Stored data
==================================================

PR #838, opened 2015-01-06
add getters for pool stats

2bitoperations:
move the getter for numActive to the Pool<...> base class, and add a few other pool statistics getters.

we'd love to have these exposed to allow us to have metrics on the pool, and alert if we detect that we're leaking connections


HeartSaVioR:
@2bitoperations Thanks for your effort. Merged your PR to master, 2.6, 2.7 branches.

PR #3767, opened 2024-03-12
Geo pipelined tests

gerzse:


gerzse:
> > <Pooled|Clustered|Pipelined>CommandsTest
> 
> Pipelined is not comparable to pooled/clustered. You can have pipelined with both pooled and clustered; i.e. Pooled|ClusteredPipelinedCommandsTest is possible. There could be better names but current names are better than your proposed ones.

Ok, got it. I changed back the names.

sazzad16 (approved):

==================================================

#### Problem to solve:
From the opening line of the data above, please print each line as written up to and including the line that contains "move the getter", and nothing more.

#### Answer to this task:
PR #838, opened 2015-01-06
add getters for pool stats

2bitoperations:
move the getter for numActive to the Pool<...> base class, and add a few other pool statistics getters.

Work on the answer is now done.